Dos semanas después, el ingeniero Clímaco Barreto y su esposa Eufrasia estaban instalados en Earl's Court y yo me había mudado a un
bed and breakfast
de Bayswater. La llegada de sus padres tuvo un efecto enormemente positivo sobre Juan. Recuperó la esperanza, el humor y pareció reponerse. Hasta lograba retener algunos de los alimentos que le traía mañana y tarde la enfermera, en tanto que, antes, todo lo que se llevaba a la boca le producía arcadas. Los señores Barreto eran bastante jóvenes —él había trabajado toda su vida en la hacienda Paramonga, hasta que el gobierno del general Velasco la expropió a sus dueños, y entonces renunció y consiguió un puestecito de profesor de matemáticas en una de las nuevas universidades que brotaban en Lima como hongos—, o estaban muy bien conservados, pues apenas parecían en la cincuentena. Él era alto y con el aspecto deportivo de quien se ha pasado la vida en el campo y, ella, una mujercita menuda y enérgica, cuya manera de hablar, el tono suave, la abundancia de diminutivos y la música de mi viejo barrio miraflorino, me puso nostálgico.
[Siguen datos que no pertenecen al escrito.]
PR #1155, opened 2021-07-27
remove redundant dependency calls

mdahlhausen:
remove direct require calls to developer dependencies in btap_datapoint.rb


mdahlhausen:
@phylroy to review and potential add back in dependencies to the initialize method

mdahlhausen:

Oyéndola, sentía larguísimo el tiempo transcurrido desde que salí del Perú a vivir la aventura europea. Pero, alternando con ellos, confirmé también que me sería imposible volver allá, para hablar y pensar como hablaban y pensaban los padres de Juan. Sus comentarios sobre lo que vetan en Earl's Court, por ejemplo, me revelaban de manera muy gráfica cuánto había cambiado yo en todos estos años. No era una revelación entusiasmante. Había dejado de ser un peruano en muchos sentidos, sin duda. ¿Qué era, entonces? Tampoco había llegado a ser un europeo, ni en Francia, ni mucho menos en Inglaterra. ¿Qué eras, pues, Ricardito? Tal vez, lo que en sus rabietas me decía Mrs. Richardson: un pichiruchi, nada más que un intérprete, alguien que, como le gustaba definirnos a mi colega Salomón Toledano, sólo es cuando no es, un homínido que existe cuando deja de ser lo que es para que por él pasen mejor las cosas que piensan y dicen los otros.